Resul, Resul olan ben, Hafize Kadın, Hafize annenin kocası, Mahir, Işıl… Hiçbiri roman boyunca tam olarak betimlenip okurun gözleri önüne getirilmiyor. Her şey, tek bir şey dışında her şey muğlak: İşkence…
Resul yaşamaktan, yaşıyor olmaktan, bedeniyle zihni arasına konulan engellerden, köpekleşmekten, insanlaşmaktan, iç organlarına dokunup onu ele geçirmeye çalışan kimi zaman kendi kimi zaman başkası görüntüsündeki eziyetten hiçbir zaman ari kalmıyor.
Kendi bedenini bir ev/hapishaneye çeviren dışarısı ve kendi içi onu sürekli oyup bir başka şeye dönüştürüyor: Önce bir köpek sonra ise tamamen kendinden kendini icat ettiği bir heykel ve sonrasında nesnelere sıçrayıp onlara dönüşebilen bir madde… Kendisinden akışkan bir madde gibi bahsediyor sürekli. Bu yüzden bilinç ile beden arasında durmadan sınırlar çiziyor. Romanın sonunda kendisinden bir heykel ve sonra akışkan bir nesne yaratabilmesi belki de sonunda sırf bilinç olmayı başarabilmesi… Nitekim beden ve bilinç arasındaki bu ayrımın yaşamda bir sorun yarattığı da gerçek ve romanın daha başlangıcında bu ikisinin savaşı karşımıza çıkıyor: “Hiç tartışmadan bilmeden ölçmeden yaşamalı. Bir beden olarak.
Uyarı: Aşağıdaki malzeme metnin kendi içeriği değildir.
PR #1153, opened 2015-01-20
HTTP API support opt outs

rudigiesler:
In response to the card: https://trello.com/c/6rJ76cdx/1-24-ndoh-http-api-to-support-opt-outs

### DIFF
--- a/go/apps/http_api_nostream/resource.py
+++ b/go/apps/http_api_nostream/resource.py
@@ -251,10 +251,13 @@ class MessageResource(BaseResource):
         if not account.disable_optouts:
             optout_store = self.worker.vumi_api.get_user_api(user_account) \
                 .optout_store
-            optout = yield optout_store.get_opt_out(
-                payload.get('to_addr_type', 'msisdn'), payload.get('to_addr'))
+            to_addr_type = payload.get('to_addr_type', 'msisdn')
+            to_addr = payload.get('to_addr')
+            optout = yield optout_store.get_opt_out(to_addr_type, to_addr)
             if optout:
-                self.client_error_response(request, "Recipient has opted out")
+                self.client_error_response(
+                    request, "Recipient with %s %s has opted out" % (
+                        to_addr_type, to_addr))
                 return
         conversation = yield self.get_conversation(user_account)
 
--- a/go/apps/http_api_nostream/resource.py
+++ b/go/apps/http_api_nostream/resource.py
@@ -247,13 +247,15 @@ class MessageResource(BaseResource):
     @inlineCallbacks
     def handle_PUT_send_to(self, request, payload):
         user_account = request.getUser()
-        optout_store = self.worker.vumi_api.get_user_api(user_account) \
-            .optout_store
-        optout = yield optout_store.get_opt_out(
-            payload.get('to_addr_type', 'msisdn'), payload.get('to_addr'))
-        if optout:
-            self.client_error_response(request, "Recipient has opted out")
-            return
+        account = yield self.worker.vumi_api.get_user_account(user_account)
+        if not account.disable_optouts:
+            optout_store = self.worker.vumi_api.get_user_api(user_account) \
+                .optout_store
+            optout = yield optout_store.get_opt_out(
+                payload.get('to_addr_type', 'msisdn'), payload.get('to_addr'))
+            if optout:
+                self.client_error_response(request, "Recipient has opted out")
+                return
         conversation = yield self.get_conversation(user_account)
 
         msg_options = SendToOptions(
--- a/go/apps/http_api_nostream/resource.py
+++ b/go/apps/http_api_nostream/resource.py
@@ -256,8 +256,8 @@ class MessageResource(BaseResource):
             optout = yield optout_store.get_opt_out(to_addr_type, to_addr)
             if optout:
                 self.client_error_response(
-                    request, "Recipient with %s %s has opted out" % (
-                        to_addr_type, to_addr))
+                    request, 'Recipient with %s %s has opted out' % (
+                        str(to_addr_type), str(to_addr)))
                 return
         conversation = yield self.get_conversation(user_account)
 
--- a/go/apps/http_api_nostream/resource.py
+++ b/go/apps/http_api_nostream/resource.py
@@ -247,6 +247,13 @@ class MessageResource(BaseResource):
     @inlineCallbacks
     def handle_PUT_send_to(self, request, payload):
         user_account = request.getUser()
+        optout_store = self.worker.vumi_api.get_user_api(user_account) \
+            .optout_store
+        optout = yield optout_store.get_opt_out(
+            payload.get('to_addr_type', 'msisdn'), payload.get('to_addr'))
+        if optout:
+            self.client_error_response(request, "Recipient has opted out")
+            return
         conversation = yield self.get_conversation(user_account)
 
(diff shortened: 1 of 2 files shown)


go/apps/http_api_nostream/resource.py
```diff
@@ -247,6 +247,13 @@ def handle_PUT_in_reply_to(self, request, payload, in_reply_to):
     @inlineCallbacks
     def handle_PUT_send_to(self, request, payload):
         user_account = request.getUser()
+        optout_store = self.worker.vumi_api.get_user_api(user_account) \
+            .optout_store
+        optout = yield optout_store.get_opt_out(
+            payload.get('to_addr_type', 'msisdn'), payload.get('to_addr'))
```
justinvdm: I'm wondering if defaulting the to addr type to `msisdn` should happen in the message class to avoid us having different defaults all over the codebase. Don't think its something that should block this PR from landing though.

justinvdm: Ah, after looking at https://github.com/praekelt/vumi/pull/895 it looks like we are doing that. Maybe we don't need this default here then?

justinvdm: Actually, if we are setting the default to `None` (just noticed the comments on that), then +1 on us setting the default here. Sorry for the noise.

go/apps/http_api_nostream/resource.py
```diff
@@ -247,6 +247,13 @@ def handle_PUT_in_reply_to(self, request, payload, in_reply_to):
...
+        if optout:
+            self.client_error_response(request, "Recipient has opted out")
```
justinvdm: Wondering if this case should be counted as an error case. I would guess people using the api would just expect us to send to non-opted out users and ignore opted out users. It does seem like we should be saying something though.

If we are going to send some kind of response for the opt out cases, maybe we should be including the address of the opted out person and mention more clearly what happened, something like: "Skipping message send to opted out user +2731234567".

Thoughts?

justinvdm:
Do we maybe want whether opt outs are handled here to be configurable somehow (and enabled by default) instead of always being enabled?

justinvdm:
Left minor comments, looks good.

go/apps/http_api_nostream/resource.py
rudigiesler: I think adding the address and address type to the message would be useful.

I'm not so sure that it shouldn't be an error though, the message that the user wanted to send isn't going to be sent. I think that BAD REQUEST is a good response to this, unless you have suggestions for another response code?

rudigiesler:
Would this be configurable just a global on/off config switch, or should it be per account?

go/apps/http_api_nostream/resource.py
justinvdm: Hmm, I'm a bit on the fence here :) Ignoring opted out users when sending messages seems like behaviour the client using the api would expect, so they didn't really make a bad api request. On the other hand, it does seem weird just silently not sending to some of the users that the client asked that messages get sent to. @hodgestar what are your thoughts?

justinvdm:
I was thinking a per-conversation on/off switch, but not at all set on that. @rudigiesler @hodgestar thoughts?

go/apps/http_api_nostream/resource.py
jerith: Our "send message" response doesn't really allow us to return a 2xx code with anything other than the JSON of the vumi message we're sending. I'd rather return a 4xx response than silently pretend we're sending a message we aren't sending, but a 2xx response with "message not sent because contact opted out" would probably be better.

justinvdm: Agreed, lets go with 400 for now then.

rudigiesler: There is `success_response` which returns `OK` by default, but any http response with a custom reason, vs `successful_send_response` which you can only send with the json of a message. So I think both are possible.

rudigiesler:
If we do a per-conversation or per-account on/off switch, then it would require a migration? Unless we keep a separate table with a list of all the conversations that have opt outs switched off for the HTTP API?

go/apps/http_api_nostream/resource.py
justinvdm: Ah, if both are possible, I think 202 might be a good fit.

justinvdm:
@rudigiesler I was thinking we look it up as a config field in the conversation's config. Sorry, should've been clearer in my previous message.

go/apps/http_api_nostream/resource.py
justinvdm: From the slack discussion, happy with us using an error code here, since there doesn't see to be a success code that makes sense.

justinvdm:
From the slack discussion, happy with us using the account level opt out flag here instead. We can worry about a per-conversation opt out flag when we need one.

go/apps/http_api_nostream/tests/test_vumi_app.py
```diff
@@ -423,6 +423,64 @@ def test_send_to_with_evil_to_addr(self):
...
+                                           self.auth_headers, method='PUT')
+
+        self.assertEqual(response.code, http.BAD_REQUEST)
+        self.assertEqual(
+            response.headers.getRawHeaders('content-type'),
+            ['application/json; charset=utf-8'])
+        put_msg = json.loads(response.delivered_body)
+        self.assertEqual(put_msg['success'], False)
+        self.assertEqual(
+            put_msg['reason'], 'Recipient with msisdn +5432 has opted out')
```
justinvdm, line 450: Could we use `.get_dispatched_outbound()` here to check that we haven't sent the message?

go/apps/http_api_nostream/tests/test_vumi_app.py
```diff
@@ -423,6 +423,64 @@ def test_send_to_with_evil_to_addr(self):
...
+        response = yield http_request_full(url, json.dumps(msg),
+                                           self.auth_headers, method='PUT')
+
+        self.assertEqual(response.code, http.OK)
+        self.assertEqual(
+            response.headers.getRawHeaders('content-type'),
+            ['application/json; charset=utf-8'])
+        put_msg = json.loads(response.delivered_body)
+        self.assertEqual(put_msg['to_addr'], msg['to_addr'])
+        self.assertEqual(put_msg['content'], msg['content'])
```
justinvdm, line 482: Same as [here](https://github.com/praekelt/vumi-go/pull/1153/files#r23290758)

justinvdm, line 482: Err, sorry, I should probably explain a bit clearer: could we use `.get_dispatched_outbound()` here to check that we actually do send the message.

go/apps/http_api_nostream/tests/test_vumi_app.py
rudigiesler, line 450: Added here: https://github.com/praekelt/vumi-go/pull/1153/files#diff-79b5b2aa90051d6460e534bca53a771fR451

go/apps/http_api_nostream/tests/test_vumi_app.py
rudigiesler, line 482: Added here: https://github.com/praekelt/vumi-go/pull/1153/files#diff-79b5b2aa90051d6460e534bca53a771fR485

justinvdm:
:+1: when travis is happy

O zaman acı da olmayacak. Sadece yaşamak olacak. Acıyı işe karıştırmamalı, ya da eğer bilinci susturamıyorsak gövdenin yaşaması bastırılmalı; salt bilinç olarak kalmalı. Bilinç bedenden, beden bilinçten haberli olduğu sürece, birbirleri hakkında bildikleri düşündükleri eleştirebildikleri doğru buldukları yanlış buldukları değişmek ve değiştirmek istedikleri dışladıkları ve benimsedikleri olduğu sürece yaşamak zor.” (15)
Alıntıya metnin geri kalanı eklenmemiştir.